Его зовут Альфонсо, но он — внешне — не оправдывает своего имени. Женщины, желающие за некоторую плату заполучить достойного самца, вряд ли бы польстились на такого Альфонсо. Потому что Альфонсо мал ростом, кургуз, длиннорук, коротконог и похож на краба. Причём на краба, облачённого в розовую майку, подчёркивающую примерно шестидесятипятилетнее выпуклое брюхо.
 
Но улыбка у Альфонсо хорошая: она искренна, широка и выявляет детские ямки на стариковских щеках.
 
Альфонсо выдаёт нам ключи от апартаментов и договор аренды: на испанском и русском. Прочтя некоторый абзац русского варианта, мы с друзьями синхронно фыркаем. Абзац разрешает пользоваться альфонсовым бассейном нудистам обоих полов.
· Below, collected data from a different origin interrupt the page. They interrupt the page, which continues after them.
PR #326, opened 2018-10-25
Update to use primary key instead of ID

Lzxe92:
Rule::unique($user->getTable())->ignore($user->getKey()) 
By default uses the user table of idColumn = id. Added additional attribute of getKeyName to use the primary key defined in the user table.


tabacitu:
Thank you @Lzxe92 ! You’re totally right - thank you for the PR. Just merged and tagged it, so you can do a ```composer update``` to get the fix yourself.

Cheers! Keep ‘em coming :-)

PR #328, opened 2018-10-30
[Merged] Error views are now consistent with main adminlte design

tabacitu:
- changes error views to use a layout, so it’s easier to customize the design for all error pages
- changes default error views design background, font and color to match AdminLTE

Before:
screenshot 2018-10-30 at 10 01 36

After:
screenshot 2018-10-30 at 09 58 09

### DIFF
--- a/src/resources/error_views/400.blade.php
+++ b/src/resources/error_views/400.blade.php
@@ -1,60 +1,16 @@
-<html>
-  <head>
-    <title>{{ config('backpack.base.project_name') }} Error 400</title>
+@extends('errors.layout')
 
-    <link href='//fonts.googleapis.com/css?family=Lato:100' rel='stylesheet' type='text/css'>
+@section('error_number')
+  400
+@endsection
 
-    <style>
-      body {
-        margin: 0;
-        padding: 0;
-        width: 100%;
-        height: 100%;
-        color: #B0BEC5;
-        display: table;
-        font-weight: 100;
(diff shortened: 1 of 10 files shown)


tabacitu:
Since these views are published upon installation, existing installs will not get this change, unless they delete the ```resources/views/errors``` folder and re-publish it.

However, since this is such a trivial change and nobody will probably mind it, I say let’s merge it as a non-breaking change.

tabacitu:
Merged into ```dev```. Will get closed when the upgrade branch https://github.com/Laravel-Backpack/Base/pull/324 gets merged

tabacitu:
Note: I ended up making some more changes to this:
- the error layout view now uses the guest layout that we use for authentication, by default
- if the admin is logged in and on an admin page (which we determine using the admin prefix), the error layout view now uses the backpack layout

What this does is that **if the admin is logged in and runs into and error, he will still view the sidebar**. So he has a quick way out. I found it very annoying to run into something and only have "back" and "go home" buttons - sometimes I say "fuck it, I want to go somewhere else then" and I can't because there's no sidemenu. And then it's two clicks away. Who likes two clicks away? :-) 

Examples (logged in and logged out):
screenshot 2018-11-07 at 10 26 18
screenshot 2018-11-07 at 10 27 44

tabacitu:
(the above has already been pushed to ```dev```)

PR #330, opened 2018-10-30
Guest layout, prettier auth views

tabacitu:
Applied all changes @iMokhles has done in this PR https://github.com/Laravel-Backpack/Base/pull/233 - excellent idea and great implementation, didn’t get to merge it because there were too many merge conflicts (my fault). @iMokhles - I did not use AdminLTE’s design for the auth pages in the end - I think our is actually better now :-)

Changes:
- added a guest_layout, which has no sidebar and no menu
- made footer transparent
- polished all auth pages so that they’re simpler and have no sidebar
- password reset link now prepopulates the email field
- made it obvious that reset password is a two-step process

Screenshots:
screenshot 2018-10-30 at 15 30 17
screenshot 2018-10-30 at 15 30 25
screenshot 2018-10-30 at 15 30 37
screenshot 2018-10-30 at 15 35 05


iMokhles:
great but i guess the tab option should be for signup/signin only.

tabacitu:
Hmm.. what do you mean @iMokhles ? If you mean the “step 1, step 2” tabs, they’re only for the “reset password” procedure, which has always been a two-step process, but has never been show as such.

iMokhles:
yes the one for reset password i guess it should be for the signup and signin steps only, i don't see a need for it under reset pages, because use won't be able to use the 2nd step to reset the password unless he click on the reset link received by email.

tabacitu:
… I’m afraid I don’t understand what you mean. 

I think:
- the tabs DO make sense on reset’s 1st and 2nd step
- the tabs DON’T make sense on login/register, since they’re one-step processes

I’m reading that your opinion is the other way around, maybe I’m misreading… Could you please clarify?

Also, they look even better now :-)

screenshot 2018-10-31 at 10 44 26

iMokhles:
yes looks great now :) but :P 

Steps concept works like that 

we fill the information in the 1st step to enable the 2nd one, 
but here if user request a new password within the 1st step, he won't be able to fill the 2nd step without going back to the reset email and click on the reset link which contains the reset token, so having tabs for reset pages won't be necessary.

and it will raise the amount of support issues for the developers, users will ask fo example why i wasn't able to use the 2nd step even i requested a new password within the 1st step ) most of them won't understand that they need to go back to the email and click on the reset link, and will try direct the 2nd step.

hope it's clear now ^_^

tabacitu:
Aaaah. Ok, I understand now :-)

Hmm... it might be confusing for people who expect to be able to get to the next step immediately, true, but I’ve seen this multi-step process with back-and-forth in multiple places. So it’s not uncommon, and I think it’s something that can be easily fixed with text. After you punch in your email it should read “_An email has been sent to your email address. Please click the link in the email to proceed to step 2._”

That would fix it, right?

PR #334, opened 2018-11-08
[1.0.0][Feature][Ready] Publish backpack user model & middleware upon installation

tabacitu:
In response to the discussion here: https://github.com/eduardoarandah/UserManager/issues/5

This adds two commands:
- ```php artisan backpack:base:publish-user-model```
- ```php artisan backpack:base:publish-middleware```

These commands are run BY DEFAULT when someone installs Backpack\Base.

They will publish those files inside the users' App folder, so that he can modify them at will.


tabacitu:
Since we're at it, we should _probably_ also publish the DashboardController. This is something that gets overwritten a lot.

Todo:
- [ ] add ```php artisan backpack:base:publish-dashboard-controller``` command

tabacitu:
No. Screw that. We don't publish the dashboard. We don't publish the Auth controllers. That would be too much :-)

What we _can_ do is instruct people in how to modify their ```dashboard.blade.php``` view, and use [view composers](https://laravel.com/docs/5.7/views#view-composers) to push info into that view.

tabacitu:
Done - added [better dashboard overwrite docs](https://backpackforlaravel.com/docs/3.5/base-how-to#customize-the-dashboard).

tabacitu:
Merged into https://github.com/Laravel-Backpack/Base/pull/324

Let's DO THIS!!!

Выходишь из гостиной в чём мать родила, и, значит, пользуешься бассейном, пока не замёрзнешь без трусов.
 
Мы вглядываемся в подсвеченные воды бассейна, из которого, вероятно, перед нашим прибытием на виллу Лас Чего-то Там выскочила толпа нудистов. И эта толпа по рассеянности забыла жёлтую резиновую уточку, которая сейчас задумчиво качается на волнах.
 
Альфонсо, глядя на наши счастливые лица, начинает подозревать в нас злостных нудистов. Улыбается хорошей улыбкой и выставляет вверх большой палец.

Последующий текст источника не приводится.